ECE Section : Electrical and Computer Engineering : College of Science and Engineering : University of Minnesota, Twin Cities

Kernel Learning for Correlation Analysis of Big Data

S.Y. Kung, Princeton University

Abstract
It has been a major challenge to develop learning paradigms to effectively tackle the 3V issues - volume, velocity and variability of big data[Laney2001].   Algorithmically,   intuitive but powerful correlation analysis has been proposed to unravel the information hidden in big data[Schonberger2012]. Kernel learning represents a major technical forefront for correlation analysis, whereas the sample-based correlation matrix is represented by a kernel matrix with the correlation of two samples modeled by a kernel function.
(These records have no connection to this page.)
PR #399, opened 2018-04-19
Added Check for flags in `create.go`

surajnarwade:
Since there can be only one flag at a time, This PR adds the check for the same.


mik-dass:
I think check for binary should also be included

surajnarwade:
@mik-dass check for binary is happening here, https://github.com/surajnarwade/ocdev/blob/7ae180617297253182276f5f369d87a476df4a58/cmd/create.go#L54

mik-dass:
@surajnarwade But the os.Exit and cmd.Help will be removed in future so I think we can add checkFlag++ in the if block now, otherwise someone removing the exit might forget it and checkFlag won't be incremented

surajnarwade:
@mik-dass , make sense, I have updated PR for the same

mik-dass:
LGTM :)

PR #404, opened 2018-04-20
reformat output of odo list cmd using tabwriter

syamgk:
changes the format of odo list command by using tabwriter for printing the output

It is from the kernel’s perspective, we shall shed some light on big data’s learning paradigms:
1. Volume/Velocity of data:   We shall present some promising computational frameworks for managing large-scale and high-dimensional datasets.    Based on a notion of WEC[Kung2014], various iterative pruning methods have been proposed to quickly weed out non-support training vectors, thus substantially mitigating the learning complexity. Alternatively, divide-and-conquer techniques partition an application into many fragments, each of which executable on any processing node in a cluster, e.g. Google’s MapReduce adopted by open-source Hadoop.
2. Visualizing of data:   Visualization of massive and messy data plays a vital role in bridging the apparent messiness and hidden knowledge in big data. PCA is the classical method for dimension reduction and visualization.   PCA   is however by definition unsupervised and scale dependent. Consequently, many practical applications must opt for a more powerful Discriminant Component Analysis (DCA),   computable as a closed-form solution with maximal SNR metric. Furthermore, DCA can be viewed as the supervised and scale-invariant counterpart of PCA.
3. Variability of data: Big data are often imprecise and even incomplete sometimes. For such “messy” data , an implicit principle behind big data is to have all the data examined, i.e. embracing imprecise and incomplete ones. This should help facilitate best correlation/trend analysis, which in turn yields optimal prediction and prioritization. In this talk, the learning principle will be exemplified by a novel and effective scheme (per experimental results) -- Kernel Approach to Incomplete Data Analysis (KAIDA) -- built upon a notion of pairwise partial correlation.

Bio Sketch
S.Y. Kung is a Professor at Department of Electrical Engineering in Princeton University. His research areas include machine learning, data mining and analysis, statistical estimation, system identification, wireless communication, VLSI array processors, genomic signal processing, and multimedia information processing. He was a founding member of several Technical Committees (TC) of the IEEE Signal Processing Society, and was appointed as the first Associate Editor in VLSI Area (1984) and later the first Associate Editor in Neural Network (1991) for the IEEE Transactions on Signal Processing. He has been a Fellow of IEEE since 1988. He served as a Member of the Board of Governors of the IEEE Signal Processing Society (1989-1991). Since 1990, he has been the Editor-In-Chief of the Journal of VLSI Signal Processing Systems. He was a recipient of IEEE Signal Processing Society's Technical Achievement Award for the contributions on "parallel processing and neural network algorithms for signal processing" (1992); a Distinguished Lecturer of IEEE Signal Processing Society (1994); a recipient of IEEE Signal Processing Society's Best Paper Award for his publication on principal component neural networks (1996); and a recipient of the IEEE Third Millennium Medal (2000). He has authored and co-authored more than 500 technical publications and numerous textbooks including ``VLSI Array Processors'', Prentice-Hall (1988); ``Digital Neural Networks'', Prentice-Hall (1993) ; ``Principal Component Neural Networks'', John-Wiley (1996); ``Biometric Authentication: A Machine Learning Approach'', Prentice-Hall (2004); and ``Kernel Methods and Machine Learning”, Cambridge University Press (2014).